## Stored data
****************

PR #1334, opened 2015-05-11
Bugfix 327 - Responsive Settings via setOption

### LINKED ISSUE #327: "Responsive" option isn't being updated in slickSetOption
I'm working some more on my Drupal module and was making an update function so that users can update a Slick instance in code if they need, and I noticed that even the most basic of responsive objects isn't working with slickSetOption. Might just be an oversight on my part, but I figured I'd post this here anyways. Below is an example of my code:

```
var key = 'responsive';
var fieldSettings = '[{
            breakpoint: 768,
            settings: {
              slidesToShow: 4,
              slidesToScroll: 4
            }
          },
          {
            breakpoint: 600,
            settings: {
              slidesToShow: 3,
              slidesToScroll: 3
            }
          },
          {
            breakpoint: 480,
            settings: {
              slidesToShow: 2,
              slidesToScroll: 2
            }
          }]';
$(target).slickSetOption(key, fieldSettings, true);
```

Any help would be greatly appreciated. Thanks!

simeydotme:
Fixes #327

### DIFF
--- a/slick/slick.js
+++ b/slick/slick.js
@@ -35,8 +35,7 @@
 
         function Slick(element, settings) {
 
-            var _ = this,
-                dataSettings, responsiveSettings, breakpoint;
+            var _ = this, dataSettings;
 
             _.defaults = {
                 accessibility: true,
@@ -144,27 +143,6 @@
             _.currentSlide = _.options.initialSlide;
 
             _.originalSettings = _.options;
-            responsiveSettings = _.options.responsive || null;
-
-            if (responsiveSettings && responsiveSettings.length > -1) {
-                _.respondTo = _.options.respondTo || 'window';
-                for (breakpoint in responsiveSettings) {
-                    if (responsiveSettings.hasOwnProperty(breakpoint)) {
-                        _.breakpoints.push(responsiveSettings[
-                            breakpoint].breakpoint);
-                        _.breakpointSettings[responsiveSettings[
-                                breakpoint].breakpoint] =
-                            responsiveSettings[breakpoint].settings;
-                    }
-                }
-                _.breakpoints.sort(function(a, b) {
-                    if (_.options.mobileFirst === true) {
-                        return a - b;
-                    } else {
-                        return b - a;
-                    }
-                });
-            }
 
             if (typeof document.mozHidden !== 'undefined') {
                 _.hidden = 'mozHidden';
@@ -192,8 +170,9 @@
             // Extracted from jQuery v1.11 source
             _.htmlExpr = /^(?:\s*(<[\w\W]+>)[^>]*)$/;
 
-            _.init(true);
 
+            _.registerBreakpoints();
+            _.init(true);
             _.checkResponsive(true);
 
         }
@@ -572,7 +551,7 @@
 
     };
 
-    Slick.prototype.checkResponsive = function(initial) {
+    Slick.prototype.checkResponsive = function(initial, forceUpdate) {
 
         var _ = this,
             breakpoint, targetBreakpoint, respondToWidth, triggerBreakpoint = false;
@@ -587,8 +566,9 @@
             respondToWidth = Math.min(windowWidth, sliderWidth);
         }
 
-        if (_.originalSettings.responsive && _.originalSettings
-            .responsive.length > -1 && _.originalSettings.responsive !== null) {
+        if ( _.options.responsive && 
+            _.options.responsive.length && 
+            _.options.responsive !== null) {
 
             targetBreakpoint = null;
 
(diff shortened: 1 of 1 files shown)


slick/slick.js
```diff
@@ -1472,6 +1454,46 @@
 
     };
 
+    Slick.prototype.registerBreakpoints = function() {
```
kenwheeler: Can you annotate this? Is it thoroughly tested?

slick/slick.js
```diff
@@ -1472,6 +1454,46 @@
...
+
+        var _ = this, breakpoint, currentBreakpoint, l,
+            responsiveSettings = _.options.responsive || null;
+
+        if ( $.type(responsiveSettings) === "array" && responsiveSettings.length ) {
```
simeydotme: just a sanity check to make sure `_.options.responsive` is actually a usable array and not a retard value.

slick/slick.js
```diff
@@ -1472,6 +1454,46 @@
...
+            for ( breakpoint in responsiveSettings ) {
+
+                l = _.breakpoints.length-1;
+                currentBreakpoint = responsiveSettings[breakpoint].breakpoint;
+
+                if (responsiveSettings.hasOwnProperty(breakpoint)) {
+
+                    // loop through the breakpoints and cut out any existing
+                    // ones with the same breakpoint number, we don't want dupes.
+                    while( l >= 0 ) {
```
simeydotme: Check each breakpoint inside the `_.options.responsive` array,
Check that the current breakpoint we're registering (lets say `800`) doesn't already exist anywhere in teh `_.options.responsive` option. -- if it does, splice it out of the array.  

---
Basically, I tried it without this, and noticed that if I supplied an array with a breakpoint which already exists, then it would just take the first one it found in the array when we get to the `checkResponsive()` method. -- so the decision is that if I'm adding a breakpoint of `800` then, I do not want any current breakpoints which are also at `800` as only the first one would trigger, anyway. .. and I just added a new one, so ofcourse; I want that one? #logic hehe.

slick/slick.js
```diff
@@ -1489,22 +1511,19 @@
             _.currentSlide = 0;
         }
 
-        _.setProps();
+        _.registerBreakpoints();
```
simeydotme: this allows us to re-register the breakpoints when the `setOption()` method runs.

slick/slick.js
```diff
@@ -1680,8 +1699,27 @@
...
     Slick.prototype.setOption = Slick.prototype.slickSetOption = function(option, value, refresh) {
 
-        var _ = this;
-        _.options[option] = value;
+        var _ = this, l, item;
+
+        if( option === "responsive" && $.type(value) === "array" ) {
+            for ( item in value ) {
+                if( $.type( _.options.responsive ) !== "array" ) {
+                    _.options.responsive = [ value[item] ];
```
simeydotme: if originally the `_.options.responsive` was `null` then we want to wrap the current `object` in an array. -- otherwise we want to remove any duplicate breakpoints, and then push the current breakpoint.

slick/slick.js
```diff
@@ -587,8 +566,9 @@
             respondToWidth = Math.min(windowWidth, sliderWidth);
         }
 
-        if (_.originalSettings.responsive && _.originalSettings
-            .responsive.length > -1 && _.originalSettings.responsive !== null) {
+        if ( _.options.responsive && 
+            _.options.responsive.length && 
+            _.options.responsive !== null) {
```
simeydotme: this was wroing, using `_.originalSettings.responsive` as now the options can be set post-initilisation so we need to check if responsive was added to `_.options`

slick/slick.js
```diff
@@ -144,27 +143,6 @@
...
-                    }
-                }
-                _.breakpoints.sort(function(a, b) {
-                    if (_.options.mobileFirst === true) {
-                        return a - b;
-                    } else {
-                        return b - a;
-                    }
-                });
-            }
```
simeydotme: remove the breakpoint registration from setup, and place in to it's own method with de-duplication

slick/slick.js
```diff
@@ -572,7 +551,7 @@
 
     };
 
-    Slick.prototype.checkResponsive = function(initial) {
+    Slick.prototype.checkResponsive = function(initial, forceUpdate) {
```
simeydotme: without `forceUpdate` the `checkResponsive` method would never be able to refresh the slider when someone adds breakpoints via `setOption()` method.

simeydotme:
Added some annotations, for you, @kenwheeler :)
https://github.com/kenwheeler/slick/issues/327#issuecomment-100597175
^^ this comment has a pretty thorough JSFiddle attached, and I tested-the-mother-loving-shit out of it on my local machine. -- the commits belie the simplicity of the feature, really... the large chunks are just de-duping the `_.options.responsive` array and pushing new values :) -- the rest of it is just code-rearrangement and it was tested well. :sweat_smile:

kenwheeler:
Thank you so much for the annotations. I need to fiddle with this myself a bit before merging, cause this is a biggum. Well done.

simeydotme:
Yeh absolutely mate! - cheers, and it would have been much simpler to de-dupe if the responsive JSON-style array was an indexed-object instead, but I had to work around that architecture 😙 ... Perhaps something to consider for v2 😄

kenwheeler:
:+1:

****************

## Task item
The lines holding the word "simeydotme" are the answer. Find them in the entries and copy them.

## Response below
simeydotme:
simeydotme: just a sanity check to make sure `_.options.responsive` is actually a usable array and not a retard value.
simeydotme: Check each breakpoint inside the `_.options.responsive` array,
simeydotme: this allows us to re-register the breakpoints when the `setOption()` method runs.
simeydotme: if originally the `_.options.responsive` was `null` then we want to wrap the current `object` in an array. -- otherwise we want to remove any duplicate breakpoints, and then push the current breakpoint.
simeydotme: this was wroing, using `_.originalSettings.responsive` as now the options can be set post-initilisation so we need to check if responsive was added to `_.options`
simeydotme: remove the breakpoint registration from setup, and place in to it's own method with de-duplication
simeydotme: without `forceUpdate` the `checkResponsive` method would never be able to refresh the slider when someone adds breakpoints via `setOption()` method.
simeydotme:
simeydotme:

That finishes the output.